=== Begin Enclosure ===

Issue #302, opened 2020-12-04
Refactor code to use new Target model


krishna-acondy:
We would like to use these models for the target going forward.

```
import { ServerType } from './serverType'

export interface Config {
  macroVars: { [key: string]: string }
  initProgram: string
  termProgram: string
}

export interface BuildConfig extends Config {
  buildOutputFileName: string
}

export interface DeployConfig {
  deployServicePack: boolean
  deployScripts: string[]
}

export interface ServiceConfig extends Config {
  serviceFolders: string[]
}

export interface JobConfig extends Config {
  jobFolders: string[]
}

export interface StreamConfig {
  assetPaths: string[]
  streamWeb: boolean
  streamWebFolder: string
  webSourcePath: string
}

export interface Target {
  name: string
  serverUrl: string
  serverType: ServerType
  appLoc: string
  buildConfig: BuildConfig
  deployConfig: DeployConfig
  //   deployVars: { [key: string]: string }
  serviceConfig: ServiceConfig
  jobConfig: JobConfig
  streamConfig: StreamConfig
  macroFolders: string[]
  programFolders: string[]
}
```

Issue #269, opened 2020-11-24
mark `tgtDeployVars` as deprecated, replace with `serviceVars`


allanbowe:
We should add a one year deployment warning on targets that contain `xxxDeployVars` and replace with `serviceVars` (without cmn and tgt prefix)

The purpose of these name/value pairs is to add them to the start of each SAS _service_ as SAS Macro variables.  

If a config file contains both "common" and "target" `serviceVars` then any same-named "target" vars _replace_ same-named "common" vars.  The result may contain (differently named) vars from _both_ common & target.

**The `tgtDeployVars` object should not be used by the adapter, or the CLI, internally**.  If the tests / CLI / adapter are using the contextName from this location, then they should be refactored to take the contextName from the root of the target definition instead.  If no contextname is found, the default should be "SAS Job Execution compute context".

(Historical context - they were originally put there deliberately to avoid duplication as we were using CLIENT & SECRET in both frontend and backend.  Not any more.)

Issue #185, opened 2020-10-29
Centralise logging and provide different log levels


krishna-acondy:
At the moment, we are using `chalk` all over the code to show console messages in different ways.

It'd be good to centralise logging into a utility class or set of functions that wraps around `chalk` and provides methods like `warn`, `debug`, `error` and `info`. We can then control what is shown on screen by setting the log level (maybe in the config, or as an environment variable).

Issue #165, opened 2020-10-14
deprecate cmn and tgt prefixes


allanbowe:
To avoid breaking changes, we should keep the old variables functional, until we do eventually bump to v2.0

To clarify, the changes are such:

* cmnServices -> serviceFolders
* tgtServiceInit -> serviceInitProgram
* cmnMacros -> macroFolders

etc

PR #357, opened 2020-12-17
BREAKING CHANGE: SASjs CLI 2.0 - Electric Boogaloo

krishna-acondy:
BREAKING CHANGE: SASjs CLI 2.0 Release

## Issue

Fixes https://github.com/sasjs/cli/issues/269
Fixes https://github.com/sasjs/cli/issues/185
Fixes https://github.com/sasjs/cli/issues/165
Fixes https://github.com/sasjs/cli/issues/287
Fixes https://github.com/sasjs/cli/issues/302
Fixes https://github.com/sasjs/cli/issues/358

## Intent

* Rewrite the CLI to improve stability, reduce bugs and enhance developer experience.
* Make the implementation work with the new `Target` model defined in `@sasjs/utils`.
* Improve the stability of the unit tests.
* Separate the server-based tests from mocked ones.

### Targets
* There is now ONE single way of retrieving a target - `findTargetInConfiguration` in `src/utils/config`.
* It returns an object containing a `target` which is of type `Target` from `@sasjs/utils`, and a boolean `isLocal` which indicates whether the target is from the local config or the global RC file.
* `Target`s are read-only. That means the only way to modify them is by changing the values in the JSON files, or by replacing existing targets with new ones.
* When a target is saved to a config file, we call the `target.toJson()` method on it, which will convert it into a JSON representation suitable for storage.
* When retrieving a target, the JSON is used to create a `Target` object.

### Project Architecture
* Each command has its own folder within `src/commands`.
* Inside that folder, there will be one module that will export the main function(s) for that command.
* There is a subfolder within that folder called `internal`, which will contain any helper functions specific to this command.
* We should strive to split functionality out into multiple modules so we don't end up with 1000+ line files.
* Splitting out functions also gives us the ability to mock out entire modules using Jest when testing our code.

### TypeScript
* All code and tests have now been migrated over to TypeScript
* New interfaces and types have been added where applicable.

### Error Handling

=== End Enclosure ===

# [Problem statement]
Retype the material word for word, including every line.

# [Result for this exercise]
Issue #302, opened 2020-12-04
Refactor code to use new Target model


krishna-acondy:
We would like to use these models for the target going forward.

```
import { ServerType } from './serverType'

export interface Config {
  macroVars: { [key: string]: string }
  initProgram: string
  termProgram: string
}

export interface BuildConfig extends Config {
  buildOutputFileName: string
}

export interface DeployConfig {
  deployServicePack: boolean
  deployScripts: string[]
}

export interface ServiceConfig extends Config {
  serviceFolders: string[]
}

export interface JobConfig extends Config {
  jobFolders: string[]
}

export interface StreamConfig {
  assetPaths: string[]
  streamWeb: boolean
  streamWebFolder: string
  webSourcePath: string
}

export interface Target {
  name: string
  serverUrl: string
  serverType: ServerType
  appLoc: string
  buildConfig: BuildConfig
  deployConfig: DeployConfig
  //   deployVars: { [key: string]: string }
  serviceConfig: ServiceConfig
  jobConfig: JobConfig
  streamConfig: StreamConfig
  macroFolders: string[]
  programFolders: string[]
}
```

Issue #269, opened 2020-11-24
mark `tgtDeployVars` as deprecated, replace with `serviceVars`


allanbowe:
We should add a one year deployment warning on targets that contain `xxxDeployVars` and replace with `serviceVars` (without cmn and tgt prefix)

The purpose of these name/value pairs is to add them to the start of each SAS _service_ as SAS Macro variables.  

If a config file contains both "common" and "target" `serviceVars` then any same-named "target" vars _replace_ same-named "common" vars.  The result may contain (differently named) vars from _both_ common & target.

**The `tgtDeployVars` object should not be used by the adapter, or the CLI, internally**.  If the tests / CLI / adapter are using the contextName from this location, then they should be refactored to take the contextName from the root of the target definition instead.  If no contextname is found, the default should be "SAS Job Execution compute context".

(Historical context - they were originally put there deliberately to avoid duplication as we were using CLIENT & SECRET in both frontend and backend.  Not any more.)

Issue #185, opened 2020-10-29
Centralise logging and provide different log levels


krishna-acondy:
At the moment, we are using `chalk` all over the code to show console messages in different ways.

It'd be good to centralise logging into a utility class or set of functions that wraps around `chalk` and provides methods like `warn`, `debug`, `error` and `info`. We can then control what is shown on screen by setting the log level (maybe in the config, or as an environment variable).

Issue #165, opened 2020-10-14
deprecate cmn and tgt prefixes


allanbowe:
To avoid breaking changes, we should keep the old variables functional, until we do eventually bump to v2.0

To clarify, the changes are such:

* cmnServices -> serviceFolders
* tgtServiceInit -> serviceInitProgram
* cmnMacros -> macroFolders

etc

PR #357, opened 2020-12-17
BREAKING CHANGE: SASjs CLI 2.0 - Electric Boogaloo

krishna-acondy:
BREAKING CHANGE: SASjs CLI 2.0 Release

## Issue

Fixes https://github.com/sasjs/cli/issues/269
Fixes https://github.com/sasjs/cli/issues/185
Fixes https://github.com/sasjs/cli/issues/165
Fixes https://github.com/sasjs/cli/issues/287
Fixes https://github.com/sasjs/cli/issues/302
Fixes https://github.com/sasjs/cli/issues/358

## Intent

* Rewrite the CLI to improve stability, reduce bugs and enhance developer experience.
* Make the implementation work with the new `Target` model defined in `@sasjs/utils`.
* Improve the stability of the unit tests.
* Separate the server-based tests from mocked ones.

### Targets
* There is now ONE single way of retrieving a target - `findTargetInConfiguration` in `src/utils/config`.
* It returns an object containing a `target` which is of type `Target` from `@sasjs/utils`, and a boolean `isLocal` which indicates whether the target is from the local config or the global RC file.
* `Target`s are read-only. That means the only way to modify them is by changing the values in the JSON files, or by replacing existing targets with new ones.
* When a target is saved to a config file, we call the `target.toJson()` method on it, which will convert it into a JSON representation suitable for storage.
* When retrieving a target, the JSON is used to create a `Target` object.

### Project Architecture
* Each command has its own folder within `src/commands`.
* Inside that folder, there will be one module that will export the main function(s) for that command.
* There is a subfolder within that folder called `internal`, which will contain any helper functions specific to this command.
* We should strive to split functionality out into multiple modules so we don't end up with 1000+ line files.
* Splitting out functions also gives us the ability to mock out entire modules using Jest when testing our code.

### TypeScript
* All code and tests have now been migrated over to TypeScript
* New interfaces and types have been added where applicable.

### Error Handling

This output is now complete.